▶ **Task requirements**:
What appears from the first line of the records below through the line containing "VueCountdown from '@chenfengyuan/vue-countdown';" must be reproduced verbatim.

▶ **Source data**:
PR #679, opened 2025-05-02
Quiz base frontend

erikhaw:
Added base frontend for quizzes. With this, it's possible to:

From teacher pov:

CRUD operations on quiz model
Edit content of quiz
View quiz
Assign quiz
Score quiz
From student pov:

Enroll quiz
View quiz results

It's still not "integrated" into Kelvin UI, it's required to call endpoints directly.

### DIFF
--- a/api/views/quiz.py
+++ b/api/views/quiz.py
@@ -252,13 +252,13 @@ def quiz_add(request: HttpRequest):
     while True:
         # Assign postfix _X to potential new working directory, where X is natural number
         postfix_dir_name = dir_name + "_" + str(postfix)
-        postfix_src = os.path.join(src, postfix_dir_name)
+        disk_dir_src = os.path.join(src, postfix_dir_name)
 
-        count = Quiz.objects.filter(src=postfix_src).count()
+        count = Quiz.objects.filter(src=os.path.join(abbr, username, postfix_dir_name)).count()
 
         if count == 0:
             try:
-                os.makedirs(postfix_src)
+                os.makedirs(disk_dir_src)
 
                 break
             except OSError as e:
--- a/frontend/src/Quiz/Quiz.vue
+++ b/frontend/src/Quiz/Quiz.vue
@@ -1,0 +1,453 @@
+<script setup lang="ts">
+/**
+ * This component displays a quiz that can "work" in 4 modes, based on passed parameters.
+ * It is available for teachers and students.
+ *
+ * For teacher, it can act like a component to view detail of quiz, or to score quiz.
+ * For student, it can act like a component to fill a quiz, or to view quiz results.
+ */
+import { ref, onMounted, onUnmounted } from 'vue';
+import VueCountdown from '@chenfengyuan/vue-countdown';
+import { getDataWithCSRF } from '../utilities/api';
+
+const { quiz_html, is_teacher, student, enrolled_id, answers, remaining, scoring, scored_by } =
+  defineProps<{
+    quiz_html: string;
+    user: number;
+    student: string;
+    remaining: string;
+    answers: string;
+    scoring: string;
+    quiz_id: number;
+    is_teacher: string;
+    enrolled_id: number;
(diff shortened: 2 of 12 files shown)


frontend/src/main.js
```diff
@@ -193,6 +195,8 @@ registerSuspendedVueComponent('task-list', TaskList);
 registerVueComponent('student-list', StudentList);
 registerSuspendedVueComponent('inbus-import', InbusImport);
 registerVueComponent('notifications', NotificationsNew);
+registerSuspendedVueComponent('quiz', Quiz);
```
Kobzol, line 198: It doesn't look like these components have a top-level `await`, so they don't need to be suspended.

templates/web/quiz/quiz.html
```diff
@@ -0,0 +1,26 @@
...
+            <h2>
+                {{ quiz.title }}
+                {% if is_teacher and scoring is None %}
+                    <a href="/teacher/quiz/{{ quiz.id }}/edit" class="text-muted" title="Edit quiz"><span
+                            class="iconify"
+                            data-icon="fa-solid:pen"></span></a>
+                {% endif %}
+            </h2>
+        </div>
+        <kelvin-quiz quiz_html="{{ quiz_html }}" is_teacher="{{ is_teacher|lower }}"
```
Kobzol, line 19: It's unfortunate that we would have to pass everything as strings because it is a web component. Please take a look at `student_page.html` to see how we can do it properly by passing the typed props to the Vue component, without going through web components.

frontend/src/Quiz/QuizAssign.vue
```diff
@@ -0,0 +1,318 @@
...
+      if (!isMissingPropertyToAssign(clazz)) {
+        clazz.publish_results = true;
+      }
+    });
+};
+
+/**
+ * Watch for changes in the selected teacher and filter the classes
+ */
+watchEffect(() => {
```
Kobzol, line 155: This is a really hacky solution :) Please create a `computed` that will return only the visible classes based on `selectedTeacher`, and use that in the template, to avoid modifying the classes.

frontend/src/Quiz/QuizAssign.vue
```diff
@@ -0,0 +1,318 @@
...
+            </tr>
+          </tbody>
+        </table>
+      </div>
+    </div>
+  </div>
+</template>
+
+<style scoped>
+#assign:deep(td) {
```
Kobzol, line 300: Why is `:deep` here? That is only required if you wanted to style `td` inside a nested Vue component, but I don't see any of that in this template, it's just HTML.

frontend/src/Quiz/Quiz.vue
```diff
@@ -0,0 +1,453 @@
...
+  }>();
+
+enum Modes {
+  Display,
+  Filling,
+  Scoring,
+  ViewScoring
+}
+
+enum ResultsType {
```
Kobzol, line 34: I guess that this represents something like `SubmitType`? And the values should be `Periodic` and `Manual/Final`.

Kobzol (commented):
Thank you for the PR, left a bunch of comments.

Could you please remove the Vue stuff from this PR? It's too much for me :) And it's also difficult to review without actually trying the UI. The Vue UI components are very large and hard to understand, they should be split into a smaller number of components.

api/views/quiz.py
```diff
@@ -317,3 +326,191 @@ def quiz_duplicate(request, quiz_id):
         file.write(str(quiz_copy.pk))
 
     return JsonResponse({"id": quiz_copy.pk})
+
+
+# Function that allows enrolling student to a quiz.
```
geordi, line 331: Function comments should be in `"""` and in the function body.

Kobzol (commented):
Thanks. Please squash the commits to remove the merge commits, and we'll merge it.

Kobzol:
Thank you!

▶ **The completed task**:
PR #679, opened 2025-05-02
Quiz base frontend

erikhaw:
Added base frontend for quizzes. With this, it's possible to:

From teacher pov:

CRUD operations on quiz model
Edit content of quiz
View quiz
Assign quiz
Score quiz
From student pov:

Enroll quiz
View quiz results

It's still not "integrated" into Kelvin UI, it's required to call endpoints directly.

### DIFF
--- a/api/views/quiz.py
+++ b/api/views/quiz.py
@@ -252,13 +252,13 @@ def quiz_add(request: HttpRequest):
     while True:
         # Assign postfix _X to potential new working directory, where X is natural number
         postfix_dir_name = dir_name + "_" + str(postfix)
-        postfix_src = os.path.join(src, postfix_dir_name)
+        disk_dir_src = os.path.join(src, postfix_dir_name)
 
-        count = Quiz.objects.filter(src=postfix_src).count()
+        count = Quiz.objects.filter(src=os.path.join(abbr, username, postfix_dir_name)).count()
 
         if count == 0:
             try:
-                os.makedirs(postfix_src)
+                os.makedirs(disk_dir_src)
 
                 break
             except OSError as e:
--- a/frontend/src/Quiz/Quiz.vue
+++ b/frontend/src/Quiz/Quiz.vue
@@ -1,0 +1,453 @@
+<script setup lang="ts">
+/**
+ * This component displays a quiz that can "work" in 4 modes, based on passed parameters.
+ * It is available for teachers and students.
+ *
+ * For teacher, it can act like a component to view detail of quiz, or to score quiz.
+ * For student, it can act like a component to fill a quiz, or to view quiz results.
+ */
+import { ref, onMounted, onUnmounted } from 'vue';
+import VueCountdown from '@chenfengyuan/vue-countdown';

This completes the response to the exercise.